March 18, 1993

(Aaron's opening talk did not concern anything related to the study of dependent origination, and has not been included here.

A long personal discussion about his talk and about the homework was not transcribed.)

Aaron: (Homework.) Next week we are going to talk about the next stages. You are familiar with my teaching of the process of consciousness, perception, sensation, mental formation. We have talked about sensation where you remain in neutral or move to positive or negative. There is a step in sensation where there is not necessary causality. In preparation for next week's class, I want you all to watch the following in yourselves as carefully as you can. What is the relationship between comfort/discomfort, like/dislike, and clinging/aversion? See the move from neutral to positive or negative and watch the arising of mental formation out of that positive or negative. Watch it with as much awareness as is possible. That is all.

From Barbara, for those who are reading the book and are new to these teachings: Aaron will be explaining it all through the coming weeks. In very brief summary, we don't simply move into an emotion or thought but arrive at it through a process. When one of our six senses touches an object, first there is contact. This is just bare sense contact, sense to sense object. We have not yet determined what it is, nor even that the contact has taken place. Seeing may be taking place, for example, but we don't yet know what we're seeing. Next is the knowing of contact, which is consciousness.

In order to label the object we must move back in memory to similar objects. This takes us from the bare experience of this present object and lumps this moment with all the past, related objects of our experience.
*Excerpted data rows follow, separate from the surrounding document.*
PR #318, opened 2022-06-28
Add Euclidean distance transform for images/volumes

### LINKED ISSUE #319: [FEA] add euclidean distance transform
It will be useful to have an implementation of `scipy.ndimage.distance_transform_edt` (currently unimplemented in SciPy).

I am working on this in #318

grlee77:
### Overview

closes #319

This PR adds an implementation of `scipy.ndimage.distance_transform_edt`. For each foreground pixel in a binary image, this function computes the minimal Euclidean distance to reach a background pixel. This is a SciPy function rather than a scikit-image one so I have put it under `cucim.core` instead of `cucim.skimage`. Longer term we could move this upstream to CuPy, but I think we want to have a copy here so that we can use it in the near term to implement some of the missing scikit-image functionality. This function is used by the following functions in the scikit-image API, so this PR will help us implement these in future PRs:

`skimage.morphology.medial_axis` (**update**: see #342)
`skimage.segmentation.expand_labels` (**update**: see #341)
`skimage.segmentation.chan_vese` (**update**: see #343)
It is also used in examples related to `skimage.segmentation.watershed` and is needed for implementation of ITK's `SignedMaurerDistanceMapImageFilter` for [itk-cucim](https://github.com/InsightSoftwareConsortium/itk_cucim/issues/13).

The algorithm used here is adapted from the C++ code in the [PBA+ repository](https://github.com/orzzzjq/Parallel-Banding-Algorithm-plus) (MIT-licensed)

### extensions made to PBA+ kernel source
- larger sizes can be supported due to runtime code generation of the integer datatypes and encode/decode functions.

### current known limitations
- 2D and 3D only (this should cover the most common use cases)
- The `sampling` argument is not fully supported. This can likely be done with a bit of effort, but will require modifications to the CUDA kernels
- User-specified output arguments are not currently supported. We can potentially add this in the future
- The indices returned by `return_indices=True` are equally valid, but not always identical to those returned by SciPy. This is because there can be multiple indices with an identical distance, so which one gets chosen in that case is implementation-dependent.

### initial benchmarks relative to SciPy

Here `% true` is the percentage of the image that corresponds to foreground pixels. Even for fairly small images there is some benefit, with the benefit becoming two orders of magnitude at larger sizes.

shape      | % true |  cuCIM |  SciPy  | acceleration
-----------------|--------|---------|---------|--------------
(256, 256) | 5 | 0.00108 | 0.00353 | 3.25
(512, 512) | 5 | 0.00108 | 0.01552 | 14.42
(2048, 2048) | 5 | 0.00252 | 0.34434 | 136.86
(4096, 4096) | 5 | 0.00765 | 1.58948 | 207.88
(32, 32, 32) | 5 | 0.00103 | 0.00305 | 2.98
(128, 128, 128) | 5 | 0.00153 | 0.30103 | 196.26
(256, 256, 256) | 5 | 0.00763 | 3.17872 | 416.37
(384, 384, 384) | 5 | 0.02460 | 14.28779 | 580.89
(256, 256) | 50 | 0.00107 | 0.00430 | 4.01
(512, 512) | 50 | 0.00109 | 0.01878 | 17.30
(2048, 2048) | 50 | 0.00299 | 0.39304 | 131.60
(4096, 4096) | 50 | 0.00896 | 1.84686 | 206.19
(32, 32, 32) | 50 | 0.00102 | 0.00361 | 3.53
(128, 128, 128) | 50 | 0.00163 | 0.31657 | 194.66
(256, 256, 256) | 50 | 0.00914 | 3.35914 | 367.49
(384, 384, 384) | 50 | 0.03005 | 13.83219 | 460.30
(256, 256) | 95 | 0.00107 | 0.00344 | 3.22
(512, 512) | 95 | 0.00108 | 0.01638 | 15.17
(2048, 2048) | 95 | 0.00314 | 0.36996 | 117.81
(4096, 4096) | 95 | 0.00943 | 1.90475 | 202.05
(32, 32, 32) | 95 | 0.00102 | 0.00314 | 3.07
(128, 128, 128) | 95 | 0.00180 | 0.28843 | 159.80
(256, 256, 256) | 95 | 0.01073 | 3.23450 | 301.41
(384, 384, 384) | 95 | 0.03577 | 12.40526 | 346.82

### other comments
- can likely reduce memory overhead and improve performance a bit by refactoring some of the pre/post-processing code into elementwise kernels. (e.g. `encode3d`/`decode3d`, etc.)

- (JK) This may be able to leverage CuPy in the future ( https://github.com/cupy/cupy/issues/6919 )

### DIFF
--- a/LICENSE-3rdparty.md
+++ b/LICENSE-3rdparty.md
@@ -281,3 +281,9 @@ StainTools
   - https://github.com/Peter554/StainTools/blob/master/LICENSE.txt
 - Copyright: Peter Byfield
 - Usage: reference for stain color normalization algorithm
+
+PBA+
+- License: MIT License
+  - https://github.com/orzzzjq/Parallel-Banding-Algorithm-plus/blob/master/LICENSE
+- Copyright: School of Computing, National University of Singapore
+- Usage: PBA+ is used to implement the Euclidean distance transform.
--- a/python/cucim/src/cucim/core/operations/morphology/tests/test_distance_transform.py
+++ b/python/cucim/src/cucim/core/operations/morphology/tests/test_distance_transform.py
@@ -25,60 +25,34 @@ def assert_percentile_equal(arr1, arr2, pct=95):
     assert mismatch < pct_mismatch
 
 
-@pytest.mark.parametrize('block_params', [(1, 1, 1), None])
-@pytest.mark.parametrize('sampling', [None, (1.5, 1.5)])
-@pytest.mark.parametrize('shape', [(256, 256), (537, 236)])
-@pytest.mark.parametrize('density', [20, 50, 80])
-def test_distance_transform_edt_2d(shape, sampling, block_params, density):
-
-    kwargs_scipy = dict(sampling=sampling)
-    kwargs_cucim = dict(sampling=sampling, block_params=block_params)
-    img = binary_image(shape, pct_true=density)
-    out = distance_transform_edt(img, **kwargs_cucim)
-    expected = ndi_cpu.distance_transform_edt(cp.asnumpy(img), **kwargs_scipy)
-    cp.testing.assert_allclose(out, expected)
-
-
-@pytest.mark.parametrize('sx', list(range(32)))
-@pytest.mark.parametrize('sy', list(range(16)))
-def test_distance_transform_edt_2d_aniso_block_params(sx, sy):
-    """ensure default block_params is robust to anisotropic shape."""
-    shape = (128 + sx, 128 + sy)
-    img = binary_image(shape, pct_true=80)
-    out = distance_transform_edt(img)
-    expected = ndi_cpu.distance_transform_edt(cp.asnumpy(img))
-    cp.testing.assert_allclose(out, expected)
-
-
-@pytest.mark.parametrize('value', [0, 1, 3])
-def test_distance_transform_edt_2d_uniform_valued(value):
-    """ensure default block_params is robust to anisotropic shape."""
-    img = cp.full((64, 64), value, dtype=cp.uint8)
-    # ensure there is at least 1 pixel at background intensity
-    img[13, 13] = 0
-    out = distance_transform_edt(img)
-    expected = ndi_cpu.distance_transform_edt(cp.asnumpy(img))
-    cp.testing.assert_allclose(out, expected)
-
-
 @pytest.mark.parametrize('return_indices', [False, True])
 @pytest.mark.parametrize('return_distances', [False, True])
-@pytest.mark.parametrize('sampling', [None, (1.5, 1.5)])
-@pytest.mark.parametrize('shape', [(256, 256), (65, 128)])
-def test_distance_transform_edt_2d_returns(shape, sampling, return_distances,
-                                           return_indices):
+@pytest.mark.parametrize('shape, sampling',
+    [
+        ((256, 128), None),
+        ((384, 256), (1.5, 1.5)),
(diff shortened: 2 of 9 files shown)


grlee77:
The failure here is due to use of `math.lcm` in a helper function. Apparently this function was only recently introduced in Python 3.9, so will need to introduce a workaround for that.

LICENSE-3rdparty.md
```diff
@@ -281,3 +281,9 @@ StainTools
   - https://github.com/Peter554/StainTools/blob/master/LICENSE.txt
 - Copyright: Peter Byfield
 - Usage: reference for stain color normalization algorithm
+
+PBA+
```
gigony, line 285: Thank you for updating license texts! :)

gigony (approved):
I don't understand detailed algorithms so I feel I am not capable of reviewing this patch in detail.
Overall, it looks good to me.

python/cucim/src/cucim/core/operations/morphology/tests/test_distance_transform.py
```diff
@@ -0,0 +1,147 @@
...
+    shape = (16 + sz, 32 + sy, 48 + sx)
+    img = binary_image(shape, pct_true=80)
+    out = distance_transform_edt(img)
+    expected = ndi_cpu.distance_transform_edt(cp.asnumpy(img))
+    cp.testing.assert_allclose(out, expected)
+
+
+@pytest.mark.parametrize('ndim', [1, 4, 5])
+def test_distance_transform_edt_unsupported_ndim(ndim):
+    """ensure default block_params is robust to anisotropic shape."""
```
grlee77, line 135:
```suggestion
```

python/cucim/src/cucim/core/operations/morphology/tests/test_distance_transform.py
```diff
@@ -0,0 +1,147 @@
...
+    with pytest.raises(NotImplementedError):
+        distance_transform_edt(cp.zeros((8,) * ndim))
+
+
+@pytest.mark.skip(reason="excessive memory requirement")
+def test_distance_transform_edt_3d_int64():
+    """ensure default block_params is robust to anisotropic shape."""
```
grlee77, line 142:
```suggestion
```

grlee77:
> I don't understand detailed algorithms so I feel I am not capable of reviewing this patch in detail.
> Overall, it looks good to me.

Thanks @gigony. I think the kernels are pretty well tested both here and in the original PBA+ repo, so probably doesn't need to much review in the details of the kernels in the `.h` files. I can hopefully revisit adding support for non-uniform values for `sampling` in a follow-up PR (for a future release).

This PR is a bit unique for cuCIM in that I kept the bulk of the kernel code in the form of CUDA C++ header files so that it is easier to view than if it was stored within a Python string. The file gets loaded into a string for purposes of runtime compilation, but keeping it in a separate file makes it easier to view with proper code highlighting either on GitHub or in an IDE.

jakirkham:
Made an edit to the OP to xref the related upstream CuPy issue. Hope that is ok 🙂

jakirkham (approved):
Thanks Greg! 🙏

Would suggest converting any TODOs into issues so we can track them better

jakirkham:
@gpucibot merge

jakirkham:
Filed upstream issue ( https://github.com/cupy/cupy/issues/7400 ) about moving this to CuPy

PR #323, opened 2022-06-28
expand cucim.skimage.segmentation benchmarks

grlee77:
I noticed that benchmark coverage for the segmentation functions was missing several functions. This PR adds them. 

Unfortunately functions in the segmentation module take different mixtures of image and label image inputs so there are multiple different benchmarking classes required to set up appropriate inputs. The appropriate benchmarking class is chosen based on the function name.

### DIFF
--- a/benchmarks/skimage/cucim_segmentation_bench.py
+++ b/benchmarks/skimage/cucim_segmentation_bench.py
@@ -3,6 +3,8 @@ import os
 import pickle
 
 import cucim.skimage
+import cucim.skimage.data
+import cucim.skimage.exposure
 import cucim.skimage.segmentation
 import cupy as cp
 import numpy as np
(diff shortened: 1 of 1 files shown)


benchmarks/skimage/cucim_segmentation_bench.py
```diff
@@ -187,5 +291,10 @@ def set_args(self, dtype):
 fbase = os.path.splitext(pfile)[0]
 all_results.to_csv(fbase + ".csv")
 all_results.to_pickle(pfile)
-with open(fbase + ".md", "wt") as f:
-    f.write(all_results.to_markdown())
+try:
+    import tabulate
```
jakirkham, line 295: Should we add this dependency somewhere?

grlee77: Not sure where the best place would be? We could add a `requirements-bench.txt` or something, but we should not add either `tabulate` or `pandas` to the main package dependecies as they aren't used outside of the benchmarks. We don't distribute these benchmark files with the conda or PyPI packages.

jakirkham: Yeah we could do that.

Another option would be to add it to [this environment file]( https://github.com/rapidsai/cucim/blob/branch-22.08/conda/environments/env.yml ). We can comment sections and specify these are benchmark requirements for clarity.

grlee77: We do have a `requirements-test.txt` within the python/cucim folder which has various test requirements that are not listed in that `env.yml`. I can just add a `requirements-bench.txt` to the changes in #324

jakirkham: Maybe we should include these in the `env.yml` as well

PR #327, opened 2022-07-05
Protect against obscure divide by zero error in edge case of `normalize_colors_pca`

grlee77:
This PR updates `normalize_colors_pca` to raise a more helpful error message in the case that there is only a single pixel above the specified `beta` threshold. Currently this leads to a not very helpful `DivideByZeroError` because the degrees of freedom during an internal covariance calculation becomes zero in this case.

This does also change the error type when there are no pixels above the threshold from `ValueError` to `RuntimeError` which seems more appropriate to me.

### DIFF
--- a/python/cucim/src/cucim/core/operations/color/stain_normalizer.py
+++ b/python/cucim/src/cucim/core/operations/color/stain_normalizer.py
@@ -13,7 +13,6 @@
 # limitations under the License.
 
 import math
-import warnings
 from typing import Union
 
 import cupy as cp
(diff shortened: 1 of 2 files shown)


jakirkham (approved):
Thanks Greg! 🙏

jakirkham (approved):

jakirkham:
@gpucibot merge

jakirkham:
@gpucibot merge

jakirkham:
Thanks Greg! 🙏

We call this stage perception. If we stay with those memories, we have a perception based in old mind. If we simply move into memory to label and don't get caught in the old emotions that may accompany the memory, then bare perception is possible. As much as we can, it is helpful to our lives to stay in the now, in this moment, relating to this object or thought freshly, and not weighed down by old mind.

When we first know that object or experience, there is a moment when we're fully neutral about it. This phase is sensation, Aaron's term for 'feeling." Sensation may stay in neutral or we may be pulled to positive or negative sensation. If we move away from neutral, there are stages of experience. We may move into comfort/discomfort, and still be in neutral. Like/dislike pulls us out of neutral. Now there is a sense of self. Clinging/aversion may follow, or we may notice the self in like/dislike, and come back to no-self.

These stages are hard to define because, for example, there is not necessarily clinging to comfort. The clinging is to safety, something different than the sense that experienced comfort. Comfort may simply be the next consciousness, about which we rest in neutral. The shift to clinging and aversion accompanies the move to old mind, and to ownership of and/or avoidance of our experiences.

The stage of mental formation is the mind state we move into in relationship to the thought, object or experience. We may experience equanimity or we may experience any of the wide range of emotions from fear or rage to bliss and wonder. This whole range of emotion is possible without the arising of clinging and aversion. The key is ownership or non-ownership of what arises. When we are someone having this experience, we tend to cling or push away, thus creating new adhering karma.

The best way to understand this whole process is not through the intellect but through experience. Put the words aside and watch the process in yourself.